Diikuti ratusan guru agama dari tingkat SD dan SMP, kegiatan ini diisi dengan berbagai materi-materi.

Lidya menyampaikan materi soal pengasuhan anak positif, orang tua bahagia dan membahagiakan. Selain itu, juga mendefinisikan agama ke sekitar anak terkait kekerasan anak, radikalisme, narkoba, pornografi, penyimpangan seksual, separatisme, seks bebas dan krisis pribadi.

Menurut Lidya, guru harus bisa menjadi lebih kreatif dalam memberikan pembelajaran kepada anak.
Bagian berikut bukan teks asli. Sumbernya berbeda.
PR #271, opened 2018-05-03
Only apply depth aggregation overrides where a z-dim exists

anguss00:
If z-dim exists, and a subset is not provided, use the max and min z-dimension of the dataset

### DIFF
--- a/src/aggregator/src/main/java/au/org/emii/aggregator/template/TemplateDataset.java
+++ b/src/aggregator/src/main/java/au/org/emii/aggregator/template/TemplateDataset.java
@@ -4,6 +4,7 @@ import au.org.emii.aggregator.dataset.AbstractNetcdfDataset;
 import au.org.emii.aggregator.dataset.NetcdfDatasetIF;
 import au.org.emii.aggregator.overrides.GlobalAttributeOverrides;
 import au.org.emii.aggregator.variable.NetcdfVariable;
+import au.org.emii.aggregator.variable.Bounds;
 import au.org.emii.aggregator.datatype.NumericTypes;
 import au.org.emii.aggregator.overrides.GlobalAttributeOverride;
 import au.org.emii.aggregator.overrides.AggregationOverrides;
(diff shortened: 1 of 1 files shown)


jonescc:
Nice!

anguss00:
Thanks @jonescc!

src/aggregator/src/main/java/au/org/emii/aggregator/template/TemplateDataset.java
```diff
@@ -158,9 +159,15 @@ public TemplateDataset(NetcdfDatasetIF dataset, AggregationOverrides aggregation
...
-        if (verticalRange != null) {
-            result.put("Z_MIN", Integer.toString(verticalRange.first()));
-            result.put("Z_MAX", Integer.toString(verticalRange.last()));
+        if (dataset.hasVerticalAxis()) {
+            if (verticalRange != null) {
+                result.put("Z_MIN", Integer.toString(verticalRange.first()));
+                result.put("Z_MAX", Integer.toString(verticalRange.last()));
+            } else {
+                Bounds verticalBounds = dataset.getVerticalAxis().getBounds();
+                result.put("Z_MIN", Integer.toString((int)verticalBounds.getMin()));
```
jonescc: Actually just noticed the (int)  -  looks to me like getBounds returns the min/max values as a double whereas verticalRange.first and verticalRangeLast returns the min/max index - probably should be returning the same type of thing - and I would have thought the value would be more relevant than the index for display in the global attributes.

jonescc: Tested this in prod and the values are coming through OK, but we shouldn't be coercing the value to an integer - this is CARS specific.

anguss00: Ah sorry @jonescc, missed your first comment. Doesn't verticalRange.first() and last() return the min/max value rather than the index? When I tested this in my own stack, that's what I got back in the attributes. But that doesn't seem to make sense... given that Range is a range of indexes. I'm a bit confused!

jonescc: First comment was incorrect are getting values.  However, there is an issue with converting to int. 
 For CARS values are int, other datasets may not be.   Conversion should happen when applying global attribute overrides if necessary.  This is an existing bug so I'm raising an issue for it.  No need to address here.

Dengan harapan, sebagai guru agama harus membangun Tri Sentra Pendidikan.  “Karena konsep Tri Sentra Pendidikan dibutuhkan untuk membentuk karakter anak,” katanya.

Dijelaskan Lidya, konsep Tri Sentra Pendidikan ini adalah penguatan karakter berbasis yang dilakukan guna menyelaraskan program sekolah dengan keluarga dan masyarakat untuk membentuk karakter anak didik.

“Artinya, sekolah, keluarga, dan masyarakat akan saling bertukar informasi secara terpadu mengenai kegiatan apa saja yang dilakukan anak atau siswa-siswi,” sebut Lidya.

Dia mengatakan, apabila tidak diselaraskan, apa yang dilakukan di sekolah, tidak sesuai dengan lingkungan masyarakat dan keluarga, maka penanaman karakter dengan nilai-nilai baik karakter dalam diri anak tidak akan berhasil.

“Untuk itu, sebagai guru agama harus membangun Tri Sentra Pendidikan. Sehingga apa yang tidak mampu dijangkau oleh sekolah akan dijangkau oleh lingkungan masyarakat dan keluarga. Jadi, semuanya harus aktif,” harap Lidya.

Sementara Hilda Nababan dari Yayasan Tarbantin Kabupaten Tapanuli Utara (Taput) menyampaikan, materi pemahaman hilangnya karakter anak karena zaman teknologi saat ini.

Dikatakannya, saat ini pelajar telah dipengaruhi penggunaan gadget, sehingga dapat menghambat tumbuh perkembangan anak. Semisal, mempengaruhi resiko obesitas, gangguan tidur, mempengaruhi mentalitas, agresid dan pengaruh radiasi, pikun digital, kecanduan dan gangguan mata akibat sinar biru.

Sementara itu, Kepala Dinas Pendidikan, Jonny Gultom mengharapkan adanya pendidikan perubahan karakter dalam pembelajaran lingkungan sekolah terhadap guru, orang tua dan pelajar dalam mewujudkan kecerdasan anak yang mempunyai integritas.

“Karena ini juga sesuai visi kita peningkatan Sumber Daya Manusia (SDM) unggul dan bermentalitas unggul,” kata Jonny.

Terpisah, salah seorang guru SD, Boru Purba mengaku, sosialisasi itu bermanfaat dan bersyukur dapat mengikuti kegiatan tersebut.

Menurutnya, materi yang disampaikan itu sangat bagus dan dapat dipahami. Apalagi, pembentukan karakter kepada anak didik di masa saat ini tidak mudah jika tidak selaras dengan lingkungan masyarakat, dan keluarga.

“Kami berterima kasih kepada Dinas Pendidikan (Disdik) dalam hal ini Kepala Dinas, Ketua PKK Humbahas dan Yayasan Tarbantin dengan adanya sosialisasi itu,” paparnya. (JS)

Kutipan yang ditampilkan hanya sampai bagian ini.